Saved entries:

PR #80, opened 2021-05-26
fix: fix `flushEventBuffer` logic, fix impressionLeft counter race condition (SDKCF-3821)

imaginaris:
# Description
Fixes a problem when events from `eventBuffer` triggered campaign only once when events allowed to display more times.
Fixes an issue (race condition) when campaigns were validated and added to the queue more times than `maxImpression` allowed

Note: CampaignDispatcher now holds only campaign ID to ensure up-to-date information. The other solution would be to change Campaign model to class type

## Links
SDKCF-3821

# Checklist

### DIFF
--- a/RInAppMessaging/Classes/InAppMessagingModule.swift
+++ b/RInAppMessaging/Classes/InAppMessagingModule.swift
@@ -121,10 +121,10 @@ internal class InAppMessagingModule: AnalyticsBroadcaster,
 
     private func flushEventBuffer(discardEvents: Bool) {
         if !discardEvents {
-            eventBuffer.forEach {
-                eventMatcher.matchAndStore(event: $0)
+            eventBuffer.forEach { event in
+                self.eventMatcher.matchAndStore(event: event)
+                self.campaignTriggerAgent.validateAndTriggerCampaigns()
             }
-            campaignTriggerAgent.validateAndTriggerCampaigns()
         }
         eventBuffer.removeAll()
     }
--- a/Tests/PublicAPISpec.swift
+++ b/Tests/PublicAPISpec.swift
@@ -140,12 +140,11 @@ class PublicAPISpec: QuickSpec {
                     configurationManager.simulateRetryDelay = 1.0
                     messageMixerService.delay = 1.0
                     messageMixerService.mockedResponse = TestHelpers.MockResponse.withGeneratedCampaigns(
-                        count: 1, test: false, delay: 100, addContexts: false,
+                        count: 1, test: false, delay: 100, maxImpressions: 2, addContexts: false,
                         triggers: [Trigger(type: .event,
                                            eventType: .loginSuccessful,
                                            eventName: "e1",
                                            attributes: [])])
-                    // maxImpressions = 2
                 })
                 RInAppMessaging.logEvent(LoginSuccessfulEvent())
                 RInAppMessaging.logEvent(LoginSuccessfulEvent())
--- a/Tests/PublicAPISpec.swift
+++ b/Tests/PublicAPISpec.swift
@@ -128,8 +128,13 @@ class PublicAPISpec: QuickSpec {
                                                                pollInterval: .milliseconds(500))
             }
 
-            // it will properly schedule campaigns when events are logged one after another AND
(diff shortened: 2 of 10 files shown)


malayli (approved):

RInAppMessaging/Classes/InAppMessagingModule.swift
```diff
@@ -121,10 +121,10 @@ internal class InAppMessagingModule: AnalyticsBroadcaster,
 
     private func flushEventBuffer(discardEvents: Bool) {
         if !discardEvents {
-            eventBuffer.forEach {
-                eventMatcher.matchAndStore(event: $0)
+            eventBuffer.forEach { event in
+                self.eventMatcher.matchAndStore(event: event)
+                self.campaignTriggerAgent.validateAndTriggerCampaigns()
```
donnie-jp, line 126: What's the benefit to bringing this into the loop? Does it fix a problem?

Tests/PublicAPISpec.swift
```diff
@@ -119,15 +118,52 @@ class PublicAPISpec: QuickSpec {
...
+                })
                 RInAppMessaging.logEvent(LoginSuccessfulEvent())
                 expect(eventMatcher.loggedEvents).toAfterTimeout(beEmpty(), timeout: 1)
                 expect(eventMatcher.loggedEvents).toEventually(haveCount(1),
                                                                timeout: .seconds(Int(messageMixerService.delay + 1)),
                                                                pollInterval: .milliseconds(500))
             }
 
+            // it will properly schedule campaigns when events are logged one after another AND
+            it("will display campaigns for matching events that were logged during config retry delay") {
```
donnie-jp: I can't get my head round this test 🤯

donnie-jp (changes requested):
LGTM

Should be targeted to master after #81 is merged

RInAppMessaging/Classes/InAppMessagingModule.swift
imaginaris: Yes. because validator needs to go though the campaign list for each event. those 2 lines are just like a single `logEvent`. I could change the logic inside validator instead. Not sure what's the best

Tests/PublicAPISpec.swift
imaginaris: Should I improve the description or add more context? 🙂

imaginaris:
> LGTM
> 
> Should be targeted to master after #81 is merged

Ok. Rebased and re-targeted to master

RInAppMessaging/Classes/InAppMessagingModule.swift
donnie-jp: No it's fine.

Tests/PublicAPISpec.swift
donnie-jp: Both? 😅

donnie-jp (approved):

Tests/PublicAPISpec.swift
imaginaris: Ok 😄 done. Please check

Tests/PublicAPISpec.swift
```diff
@@ -119,15 +118,58 @@ class PublicAPISpec: QuickSpec {
...
+                    }
+                    return false
+                }), timeout: .seconds(3))
+                expect(UIApplication.shared.keyWindow?.subviews).toEventually(containElementSatisfying({
+                    if let view = $0 as? BaseView {
+                        view.dismiss()
+                        return true
+                    }
+                    return false
+                }))
```
donnie-jp, line 166: So there are 2 expect(contain) because maxImpressions is 2?

Tests/PublicAPISpec.swift
donnie-jp: Much more understandable 👍

Tests/PublicAPISpec.swift
imaginaris: yes, the last expect checks if it doesn't exceed max impression (because there are 3 LoginEvents)

donnie-jp: I understand it now! 🥳

PR #81, opened 2021-05-27
Merge pp support

donnie-jp:
# Description
Merge pp-support branch so that we will only maintain one branch.

## Links
SDKCF-3830

# Checklist


imaginaris (approved):
Nice 👍

imaginaris:
@donnie-jp Can we make SonarCloud skip analysing unit test files? Does it make sense to do that?
(Code duplication percentage is high probably because of the unit tests)

donnie-jp:
> @donnie-jp Can we make SonarCloud skip analysing unit test files? Does it make sense to do that?
> (Code duplication percentage is high probably because of the unit tests)

Yes I think we can (and should) do that. That's my bad I think from when I initially set it up. We can add a sonar config in a separate PR.

PR #82, opened 2021-05-27
fix: fix missing removal of `canOpenURL` (SDKCF-3848)

imaginaris:
# Description
🤦

## Links
SDKCF-3848

# Checklist

### DIFF
--- a/RInAppMessaging/Classes/Views/Presenters/FullViewPresenter.swift
+++ b/RInAppMessaging/Classes/Views/Presenters/FullViewPresenter.swift
@@ -57,9 +57,8 @@ internal class FullViewPresenter: BaseViewPresenter, FullViewPresenterType {
         sendImpressions()
 
         if let unwrappedUri = sender.uri {
-            guard let uriToOpen = URL(string: unwrappedUri),
-                UIApplication.shared.canOpenURL(uriToOpen) else {
 
+            guard let uriToOpen = URL(string: unwrappedUri) else {
                 if let view = view {
                     showURLError(view: view)
                 }
--- a/Tests/ViewPresenterSpec.swift
+++ b/Tests/ViewPresenterSpec.swift
@@ -189,6 +189,59 @@ class ViewPresenterSpec: QuickSpec {
                     presenter.didClickContent()
                     expect(campaignTriggerAgent.wasValidateAndTriggerCampaignsCalled).to(beTrue())
                 }
+
+                context("and content URI is present") {
+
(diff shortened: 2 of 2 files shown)


donnie-jp (approved):
👍

RInAppMessaging/Classes/Views/Presenters/FullViewPresenter.swift
```diff
@@ -57,9 +57,8 @@ internal class FullViewPresenter: BaseViewPresenter, FullViewPresenterType {
         sendImpressions()
 
         if let unwrappedUri = sender.uri {
-            guard let uriToOpen = URL(string: unwrappedUri),
-                UIApplication.shared.canOpenURL(uriToOpen) else {
-
+            
+            guard let uriToOpen = URL(string: unwrappedUri) else {
```
malayli, line 61: Why do we remove the `canOpenURL` check?

imaginaris: Because it fails for https url's on some iOS 14 versions (14.2 for example) where the default browser is Chrome.
And also because if you want to use a deeplink as a url in campaign button, you need to update LSApplicationQueriesSchemes in the app first (If you already released an app you would need to release again).
`openURL` can still fail if there's no app installed that can handle the scheme

RInAppMessaging/Classes/Views/Presenters/FullViewPresenter.swift
```diff
@@ -57,9 +57,8 @@ internal class FullViewPresenter: BaseViewPresenter, FullViewPresenterType {
         sendImpressions()
 
         if let unwrappedUri = sender.uri {
-            guard let uriToOpen = URL(string: unwrappedUri),
-                UIApplication.shared.canOpenURL(uriToOpen) else {
 
+            guard let uriToOpen = URL(string: unwrappedUri) else {
```
donnie-jp, line 61: Why does CodeCov think this isn't covered by tests?

imaginaris: Hmm, it seems Codecov is right. No test reaches this line.
I'll add/modify some tests

imaginaris: I added a few tests for invalid and unsupported url but I didn't add any for positive scenarios because they are hard to test (mocking openURL doesn't make sense and normal openURL breaks other tests)

PR #87, opened 2021-06-21
fix: fix race condition when accessing CampaignRepository (SDKCF-3919)

imaginaris:
# Description
This fixes an issue when impressionLeft data was not updated (and serialized) properly.
The root cause is still unknown. I will investigate that in separate ticket.

## Links
SDKCF-3919

# Checklist

### DIFF
--- a/RInAppMessaging/Classes/CampaignDispatcher.swift
+++ b/RInAppMessaging/Classes/CampaignDispatcher.swift
@@ -74,11 +74,6 @@ internal class CampaignDispatcher: CampaignDispatcherType, TaskSchedulable {
             return
         }
 
-        CommonUtility.lock(resourcesIn: campaignRepository)
-        defer {
-            CommonUtility.unlock(resourcesIn: campaignRepository)
-        }
-
         let campaignID = queuedCampaignIDs.removeFirst()
         guard let campaign = campaignRepository.list.first(where: { $0.id == campaignID }) else {
             Logger.debug("Warning: Queued campaign \(campaignID) does not exist in the repository anymore")
--- a/RInAppMessaging/Classes/InAppMessagingModule.swift
+++ b/RInAppMessaging/Classes/InAppMessagingModule.swift
@@ -105,10 +105,10 @@ internal class InAppMessagingModule: AnalyticsBroadcaster,
 
         let isLogoutOrUserChange = (preferenceRepository.getUserIdentifiers().isEmpty || diff?.isEmpty == false) && !oldUserIdentifiers.isEmpty
         if isLogoutOrUserChange {
-            campaignRepository.resetDataPersistence()
+            campaignRepository.clearLastUserData()
             eventMatcher.clearNonPersistentEvents()
         }
-        campaignRepository.loadCachedData(syncWithLastUserData: false)
+        campaignRepository.loadCachedData(syncWithLastUserData: true)
         campaignsListManager.refreshList()
     }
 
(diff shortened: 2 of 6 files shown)


RInAppMessaging/Classes/CampaignDispatcher.swift
```diff
@@ -74,11 +74,6 @@ internal class CampaignDispatcher: CampaignDispatcherType, TaskSchedulable {
             return
         }
 
-        CommonUtility.lock(resourcesIn: campaignRepository)
```
imaginaris, line 77: This is the actual fix. Why it was causing an issue? - I don't know (yet)

Tests/PublicAPISpec.swift
```diff
@@ -342,6 +338,44 @@ class PublicAPISpec: QuickSpec {
...
+                        $0 is BaseView
+                    })) // wait
+
+                    RInAppMessaging.registerPreference(IAMPreferenceBuilder().setUserId("user").build())
+                    let identifiers = [UserIdentifier(type: .userId, identifier: "user")]
+                    expect(dataCache.getUserData(identifiers: identifiers)?.campaignData?.first?.impressionsLeft)
+                        .toEventually(equal(1))
+                }
+
+                it("will not transfer cached data (sync) from empty user") {
```
imaginaris, line 359: I guess this makes sense(?)

RInAppMessaging/Classes/InAppMessagingModule.swift
```diff
@@ -105,10 +105,10 @@ internal class InAppMessagingModule: AnalyticsBroadcaster,
 
         let isLogoutOrUserChange = (preferenceRepository.getUserIdentifiers().isEmpty || diff?.isEmpty == false) && !oldUserIdentifiers.isEmpty
         if isLogoutOrUserChange {
-            campaignRepository.resetDataPersistence()
+            campaignRepository.clearLastUserData()
             eventMatcher.clearNonPersistentEvents()
         }
-        campaignRepository.loadCachedData(syncWithLastUserData: false)
+        campaignRepository.loadCachedData(syncWithLastUserData: true)
```
donnie-jp, line 111: Was this wrong before?
Why change it to true?

Tests/PublicAPISpec.swift
donnie-jp: Can empty user happen in a normal flow?

RInAppMessaging/Classes/CampaignDispatcher.swift
donnie-jp: OK. So this was locked and the `decrementImpressionsLeftInCampaign` failed?

donnie-jp (approved):
LGTM

donnie-jp:
There's a CI test repeatedly failing.

RInAppMessaging/Classes/CampaignDispatcher.swift
imaginaris: I think `decrementImpressionsLeftInCampaign` was called but then the campaign list got overridden by some other part of code (I still have to investigate that, it's hard to debug)

Tests/PublicAPISpec.swift
imaginaris: In DemoApp yes but in general case I think that's not expected behaviour. On the other hand I'm not sure if we should threat empty user as anonymous (nil) user. I think it's a product level decision

RInAppMessaging/Classes/InAppMessagingModule.swift
imaginaris: I think it was kind of wrong before. It could cause problems in some cases. This part covers the 'limbo' state when SDK is initialized and receiving events but user preference is not yet registered. This also fulfils `will transfer cached data (sync) from empty user` test.

donnie-jp (approved):

PR #93, opened 2021-06-30
tests: add a test for calling API methods w/o calling `configure()`

imaginaris:
# Description
Added a test to check if module won't crash if `configure()` is not called

# Checklist

### DIFF
--- a/Tests/PublicAPISpec.swift
+++ b/Tests/PublicAPISpec.swift
@@ -92,11 +92,11 @@ class PublicAPISpec: QuickSpec {
                 let errorDelegate = ErrorDelegate()
                 RInAppMessaging.errorDelegate = errorDelegate
 
-                RInAppMessaging.delegate = delegate
-                RInAppMessaging.accessibilityCompatibleDisplay = true
-                RInAppMessaging.closeMessage(clearQueuedCampaigns: true)
-                RInAppMessaging.logEvent(LoginSuccessfulEvent())
-                RInAppMessaging.registerPreference(IAMPreferenceBuilder().setUserId("user").build())
+                RInAppMessaging.delegate = delegate // 1st error sent
+                RInAppMessaging.accessibilityCompatibleDisplay = true // 2nd error sent
+                RInAppMessaging.closeMessage(clearQueuedCampaigns: true) // 3rd error sent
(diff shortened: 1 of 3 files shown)


Tests/PublicAPISpec.swift
```diff
@@ -72,6 +72,19 @@ class PublicAPISpec: QuickSpec {
 
         describe("RInAppMessaging") {
 
+            it("will not crash if api methods are called prior to configure()") {
+                RInAppMessaging.deinitializeModule()
+                expect(RInAppMessaging.initializedModule).to(beNil())
+
+                let errorDelegate = ErrorDelegate()
+                RInAppMessaging.delegate = delegate
+                RInAppMessaging.errorDelegate = errorDelegate
```
donnie-jp, line 81: Should we call the error delegate if an API is call without the module being initialized?

donnie-jp (approved):
LGTM

Tests/PublicAPISpec.swift
imaginaris: Good idea. Done.

Tests/PublicAPISpec.swift
```diff
@@ -72,6 +72,34 @@ class PublicAPISpec: QuickSpec {
...
+
+                let errorDelegate = ErrorDelegate()
+                RInAppMessaging.errorDelegate = errorDelegate
+
+                RInAppMessaging.delegate = delegate
+                RInAppMessaging.accessibilityCompatibleDisplay = true
+                RInAppMessaging.closeMessage(clearQueuedCampaigns: true)
+                RInAppMessaging.logEvent(LoginSuccessfulEvent())
+                RInAppMessaging.registerPreference(IAMPreferenceBuilder().setUserId("user").build())
+                expect(errorDelegate.totalErrorNumber).toEventually(equal(5))
```
imaginaris, line 100: I'm not sure if it's better to check error description after each call.

donnie-jp: I think this is sufficient but it'd maybe be helpful to have a `// 1st error sent`, `// 2nd` etc. for each API call to make it really obvious where the 5 comes from.

If you want to check the error desc too I'd have a separate test for each API call.

donnie-jp (approved):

#### Instructions to follow:
Extract every line containing the string "IAMPreferenceBuilder" from the data above.

#### Answer to this exercise:
+                    RInAppMessaging.registerPreference(IAMPreferenceBuilder().setUserId("user").build())
-                RInAppMessaging.registerPreference(IAMPreferenceBuilder().setUserId("user").build())
+                RInAppMessaging.registerPreference(IAMPreferenceBuilder().setUserId("user").build())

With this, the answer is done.